Among the entries below, find every line that has "merge" and pull it out.
*** EXTRACTED DATA Section Begins ***
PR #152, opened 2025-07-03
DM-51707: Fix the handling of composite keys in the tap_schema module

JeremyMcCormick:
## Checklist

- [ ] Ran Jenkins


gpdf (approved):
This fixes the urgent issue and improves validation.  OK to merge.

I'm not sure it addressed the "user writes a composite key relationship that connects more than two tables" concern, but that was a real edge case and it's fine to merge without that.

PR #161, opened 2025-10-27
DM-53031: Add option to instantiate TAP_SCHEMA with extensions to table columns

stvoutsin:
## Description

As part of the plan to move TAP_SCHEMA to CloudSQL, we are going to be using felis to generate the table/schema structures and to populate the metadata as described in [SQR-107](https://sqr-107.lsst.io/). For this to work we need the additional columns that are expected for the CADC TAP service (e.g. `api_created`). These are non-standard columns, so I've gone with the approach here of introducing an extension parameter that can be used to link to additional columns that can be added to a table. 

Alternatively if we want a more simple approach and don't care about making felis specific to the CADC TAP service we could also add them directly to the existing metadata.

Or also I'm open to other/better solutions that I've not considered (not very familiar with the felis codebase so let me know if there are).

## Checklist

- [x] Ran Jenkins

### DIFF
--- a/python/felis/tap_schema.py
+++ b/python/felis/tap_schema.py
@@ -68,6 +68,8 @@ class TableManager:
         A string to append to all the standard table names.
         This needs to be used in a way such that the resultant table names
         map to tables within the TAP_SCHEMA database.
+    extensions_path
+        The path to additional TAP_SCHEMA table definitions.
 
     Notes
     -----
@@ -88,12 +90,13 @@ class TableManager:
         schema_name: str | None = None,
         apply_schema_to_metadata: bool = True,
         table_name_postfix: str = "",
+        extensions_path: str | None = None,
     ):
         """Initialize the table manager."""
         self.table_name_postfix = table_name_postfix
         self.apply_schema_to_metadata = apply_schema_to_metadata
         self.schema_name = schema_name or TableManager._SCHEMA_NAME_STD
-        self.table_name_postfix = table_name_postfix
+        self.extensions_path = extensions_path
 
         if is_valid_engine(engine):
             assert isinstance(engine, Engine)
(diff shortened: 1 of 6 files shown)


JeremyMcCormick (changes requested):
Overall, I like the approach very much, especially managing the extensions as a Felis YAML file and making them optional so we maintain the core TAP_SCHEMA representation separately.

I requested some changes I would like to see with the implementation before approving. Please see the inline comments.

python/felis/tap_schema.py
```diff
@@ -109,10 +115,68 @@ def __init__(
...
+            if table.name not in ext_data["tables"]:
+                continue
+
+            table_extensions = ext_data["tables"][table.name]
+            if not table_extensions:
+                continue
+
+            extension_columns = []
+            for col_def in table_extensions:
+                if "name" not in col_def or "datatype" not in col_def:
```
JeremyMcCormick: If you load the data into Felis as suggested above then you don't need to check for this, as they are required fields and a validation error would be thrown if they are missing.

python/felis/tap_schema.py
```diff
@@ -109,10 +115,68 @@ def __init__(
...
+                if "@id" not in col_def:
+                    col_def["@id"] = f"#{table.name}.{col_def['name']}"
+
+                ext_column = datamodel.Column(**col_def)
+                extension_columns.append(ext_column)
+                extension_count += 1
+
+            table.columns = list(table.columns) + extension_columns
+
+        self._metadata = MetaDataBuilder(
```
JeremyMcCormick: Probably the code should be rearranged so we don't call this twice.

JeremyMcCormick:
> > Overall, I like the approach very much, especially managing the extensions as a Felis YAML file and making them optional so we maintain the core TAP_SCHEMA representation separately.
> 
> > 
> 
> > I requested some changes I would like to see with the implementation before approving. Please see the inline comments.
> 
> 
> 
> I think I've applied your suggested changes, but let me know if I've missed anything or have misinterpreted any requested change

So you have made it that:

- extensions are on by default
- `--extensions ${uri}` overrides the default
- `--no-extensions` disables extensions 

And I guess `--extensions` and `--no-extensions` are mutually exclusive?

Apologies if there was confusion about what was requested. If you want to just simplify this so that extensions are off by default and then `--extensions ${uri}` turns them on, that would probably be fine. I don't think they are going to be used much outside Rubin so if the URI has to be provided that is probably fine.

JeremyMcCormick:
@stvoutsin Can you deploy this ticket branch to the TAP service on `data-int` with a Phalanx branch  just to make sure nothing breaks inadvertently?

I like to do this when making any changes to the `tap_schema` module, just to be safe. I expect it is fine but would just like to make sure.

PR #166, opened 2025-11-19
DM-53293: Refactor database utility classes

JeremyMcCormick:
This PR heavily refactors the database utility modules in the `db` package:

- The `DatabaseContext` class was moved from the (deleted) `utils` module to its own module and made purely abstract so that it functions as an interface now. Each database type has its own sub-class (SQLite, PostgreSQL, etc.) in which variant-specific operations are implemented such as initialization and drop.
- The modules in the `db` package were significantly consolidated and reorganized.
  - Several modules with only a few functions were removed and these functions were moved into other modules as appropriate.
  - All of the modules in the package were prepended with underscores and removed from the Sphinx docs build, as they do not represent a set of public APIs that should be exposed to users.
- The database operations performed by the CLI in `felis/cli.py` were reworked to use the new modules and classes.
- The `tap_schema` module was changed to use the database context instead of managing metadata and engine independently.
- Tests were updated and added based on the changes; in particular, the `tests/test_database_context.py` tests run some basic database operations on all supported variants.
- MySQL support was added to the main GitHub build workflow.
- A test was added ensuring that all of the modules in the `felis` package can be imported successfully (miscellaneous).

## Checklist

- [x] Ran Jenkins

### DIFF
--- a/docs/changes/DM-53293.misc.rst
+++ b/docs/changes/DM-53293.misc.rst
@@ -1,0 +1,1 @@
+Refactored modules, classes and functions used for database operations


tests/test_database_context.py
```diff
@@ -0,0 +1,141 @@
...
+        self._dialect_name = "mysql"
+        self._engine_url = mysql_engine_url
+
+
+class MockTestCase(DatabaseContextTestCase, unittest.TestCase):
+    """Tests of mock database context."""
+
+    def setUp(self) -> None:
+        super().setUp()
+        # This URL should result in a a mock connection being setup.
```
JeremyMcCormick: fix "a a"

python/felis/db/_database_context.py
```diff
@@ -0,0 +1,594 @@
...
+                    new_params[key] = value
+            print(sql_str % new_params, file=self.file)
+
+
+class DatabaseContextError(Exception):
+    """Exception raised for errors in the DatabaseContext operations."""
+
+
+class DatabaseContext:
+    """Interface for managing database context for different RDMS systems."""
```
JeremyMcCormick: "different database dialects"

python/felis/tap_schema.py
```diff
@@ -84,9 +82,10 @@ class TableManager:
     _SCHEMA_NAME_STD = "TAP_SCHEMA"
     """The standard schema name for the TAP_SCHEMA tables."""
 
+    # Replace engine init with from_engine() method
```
*** EXTRACTED DATA Section Ends ***
EXERCISE RESPONSE:
This fixes the urgent issue and improves validation.  OK to merge.
I'm not sure it addressed the "user writes a composite key relationship that connects more than two tables" concern, but that was a real edge case and it's fine to merge without that.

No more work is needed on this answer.